BEGIN SUPPLIED RECORDS

PR #2578, opened 2024-11-07
Introduce kudo reader.

liurenjie1024:
This pr is part of https://github.com/NVIDIA/spark-rapids-jni/pull/2532 , which introduces reader part of kudo format.

### DIFF
--- a/src/main/java/com/nvidia/spark/rapids/jni/kudo/KudoTableMerger.java
+++ b/src/main/java/com/nvidia/spark/rapids/jni/kudo/KudoTableMerger.java
@@ -139,7 +139,7 @@ class KudoTableMerger extends MultiKudoTableVisitor<Void, Void, KudoHostMergeRes
 
           startRow += sliceInfo.getRowCount();
         }
-        return toIntExact(nullCountTotal);
+        return nullCountTotal;
       }
     } else {
       return 0;
--- a/src/main/java/com/nvidia/spark/rapids/jni/kudo/MultiKudoTableVisitor.java
+++ b/src/main/java/com/nvidia/spark/rapids/jni/kudo/MultiKudoTableVisitor.java
@@ -56,6 +56,7 @@ abstract class MultiKudoTableVisitor<T, P, R> implements SchemaVisitor<T, P, R> 
     this.currentOffsetOffsets = new long[tables.size()];
     this.currentDataOffset = new long[tables.size()];
     this.sliceInfoStack = new Deque[tables.size()];
+    long totalRowCount = 0L;
     for (int i = 0; i < tables.size(); i++) {
       this.currentValidityOffsets[i] = 0;
       KudoTableHeader header = tables.get(i).getHeader();
@@ -63,8 +64,8 @@ abstract class MultiKudoTableVisitor<T, P, R> implements SchemaVisitor<T, P, R> 
       this.currentDataOffset[i] = header.getValidityBufferLen() + header.getOffsetBufferLen();
       this.sliceInfoStack[i] = new ArrayDeque<>(16);
       this.sliceInfoStack[i].add(new SliceInfo(header.getOffset(), header.getNumRows()));
+      totalRowCount += header.getNumRows();
     }
-    long totalRowCount = tables.stream().mapToLong(t -> t.getHeader().getNumRows()).sum();
     this.totalRowCountStack = new ArrayDeque<>(16);
     totalRowCountStack.addLast(toIntExact(totalRowCount));
     this.hasNull = true;
@@ -88,7 +89,12 @@ abstract class MultiKudoTableVisitor<T, P, R> implements SchemaVisitor<T, P, R> 
   public T visitStruct(Schema structType, List<T> children) {
     updateHasNull();
     T t = doVisitStruct(structType, children);
-    updateOffsets(false, false, false, -1);
+    updateOffsets(
+        false, // Update offset buffer offset
+        false, // Update data buffer offset
+        false, // Update slice info
+        -1 // element size in bytes, not used for struct
+    );
     currentIdx += 1;
     return t;
   }
@@ -99,7 +105,12 @@ abstract class MultiKudoTableVisitor<T, P, R> implements SchemaVisitor<T, P, R> 
   public P preVisitList(Schema listType) {
     updateHasNull();
     P t = doPreVisitList(listType);
-    updateOffsets(true, false, true, Integer.BYTES);
+    updateOffsets(
+        true, // update offset buffer offset
+        false, // update data buffer offset
+        true, // update slice info
+        Integer.BYTES // element size in bytes
+    );
     currentIdx += 1;
     return t;
   }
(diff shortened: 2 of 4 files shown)


src/main/java/com/nvidia/spark/rapids/jni/kudo/KudoTableMerger.java
```diff
@@ -0,0 +1,348 @@
...
+      }
+
+      curDestBitIdx += appendCount;
+      if (curDestBitIdx == 8) {
+        curDestBitIdx = 0;
+        curDestByteIdx += 1;
+      }
+
+      curIdx += appendCount;
+    }
```
jlowe, line 264: Same byte-at-a-time and conditionals-in-while-loop performance problems as noted above.
```suggestion
    if (curDestBitIdx > 0) {
      int numBits = 8 - curDestBitIdx;
      int mask = ((1 << numBits) - 1) << curDestBitIdx;
      dest.setByte(curDestByteIdx, (byte) (dest.getByte(curDestByteIdx) | mask));
      curDestByteIdx += 1;
      numRows -= numBits;
    }
    if (numRows > 0) {
      int numBytes = (numRows + 7) / 8;
      dest.setMemory(curDestByteIdx, numBytes, (byte) 0xFF);
    }
```

src/main/java/com/nvidia/spark/rapids/jni/kudo/KudoTableMerger.java
```diff
@@ -0,0 +1,348 @@
...
+          .order(ByteOrder.LITTLE_ENDIAN)
+          .asIntBuffer();
+
+      int accumulatedDataLen = 0;
+
+      for (int tableIdx = 0; tableIdx < getTableSize(); tableIdx += 1) {
+        SliceInfo sliceInfo = sliceInfoOf(tableIdx);
+
+        if (sliceInfo.getRowCount() > 0) {
+          int rowCnt = toIntExact(sliceInfo.getRowCount());
```
jlowe, line 284: sliceInfo shouldn't have row counts that are longs

abellina:
I will review this today as well

src/main/java/com/nvidia/spark/rapids/jni/kudo/ColumnViewInfo.java
```diff
@@ -0,0 +1,64 @@
...
+
+import java.util.Optional;
+
+import static java.lang.Math.toIntExact;
+
+class ColumnViewInfo {
+    private final DType dtype;
+    private final ColumnOffsetInfo offsetInfo;
+    private final long nullCount;
+    private final long rowCount;
```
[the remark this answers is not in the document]
jlowe: That's exactly my point.  These _cannot_ be larger than than an int in practice, yet this doesn't check for the overflow.  This class doesn't itself perform the accumulation, so IMO this should only deal with ints, and the code performing the accumulation should deal with any overflow if it is trying to convert a long to an int in order to construct this.  There are other cases where callers are not accumulating, which is why I don't think it's appropriate to take longs or check in this class.

src/main/java/com/nvidia/spark/rapids/jni/kudo/TableBuilder.java
```diff
@@ -0,0 +1,110 @@
...
+
+import static com.nvidia.spark.rapids.jni.Preconditions.ensure;
+import static java.util.Objects.requireNonNull;
+
+/**
+ * This class is used to build a cudf table from a list of column view info, and a device buffer.
+ */
+class TableBuilder implements SchemaVisitor<Object, Table>, AutoCloseable {
+    // Current column index
+    private int curIdx;
```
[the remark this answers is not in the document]
jlowe: The reason I suggested the code above is that the comment is unnecessary when using a self-explanatory name.  If the new name is still cryptic enough that it warrants a comment, I'd suggest naming it currentColumnIndex so it's obvious what it is not only where it's declared but also where it's used.

src/main/java/com/nvidia/spark/rapids/jni/kudo/MultiKudoTableVisitor.java
```diff
@@ -0,0 +1,264 @@
...
+ * <br/>
+ * The schema used when visiting these kudo tables must be same as the schema used when creating these kudo tables.
+ */
+abstract class MultiKudoTableVisitor<T, R> implements SchemaVisitor<T, R> {
+    private final List<KudoTable> tables;
+    private final long[] currentValidityOffsets;
+    private final long[] currentOffsetOffsets;
+    private final long[] currentDataOffset;
+    private final Deque<SliceInfo>[] sliceInfoStack;
+    private final Deque<Long> totalRowCountStack;
```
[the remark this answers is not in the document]
jlowe: We cannot support a row count larger than an int.  I'm fine while we're accumulating to use a long to capture overflow conditions (e.g.: within the constructor when it accumulates and checks for overflow).  I see no reason to track computed  total rows that are larger than an int because the overflow check should have already happened in the constructor and in  updateOffsets which is missing an overflow check.

pxLi:
build

pxLi:
re-kicked, previous trigger failed due to github server-side reset the connection
```
Received RST_STREAM: Stream not processed
```

src/main/java/com/nvidia/spark/rapids/jni/kudo/KudoTableMerger.java
```diff
@@ -0,0 +1,332 @@
...
+            nullCountTotal += copyValidityBuffer(validityBuffer, startRow,
+                memoryBufferOf(tableIdx), toIntExact(validityOffset),
+                sliceInfo);
+          } else {
+            appendAllValid(validityBuffer, startRow, sliceInfo.getRowCount());
+          }
+
+          startRow += sliceInfo.getRowCount();
+        }
+        return toIntExact(nullCountTotal);
```
jlowe, line 142: nullCountTotal is already an int, so this is wasteful.  There should already be a row count overflow check elsewhere (and we cannot overflow nullcounts without also overflowing row counts), so seems like this should simply return nullCountTotal directly.

jlowe (approved):
Minor nit but otherwise lgtm.  Would be good to hear from @abellina before merging since he mentioned he intended to review.

src/main/java/com/nvidia/spark/rapids/jni/kudo/MultiKudoTableVisitor.java
```diff
@@ -0,0 +1,265 @@
...
+  public T visit(Schema primitiveType) {
+    updateHasNull();
+    if (primitiveType.getType().hasOffsets()) {
+      // string type
+      updateDataLen();
+    }
+
+    T t = doVisit(primitiveType);
+    if (primitiveType.getType().hasOffsets()) {
+      updateOffsets(true, true, false, -1);
```
abellina, line 131: could we add comments for each argument here?

```
updateOffsets(/*updateOffset*/ true, /*updateData*/ true, /*updateSliceInfo*/ false, /*sizeInBytes* -1)
```

abellina (commented):
I'd still like to do more passes, but don't block for me.

abellina (approved):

END SUPPLIED RECORDS

■ WORK REQUEST:
Give back only the lines from the one containing "I'd still like" through the final line of the entries above, exactly as written, both included.

■ RESPONSE TO THE EXERCISE:
I'd still like to do more passes, but don't block for me.

abellina (approved):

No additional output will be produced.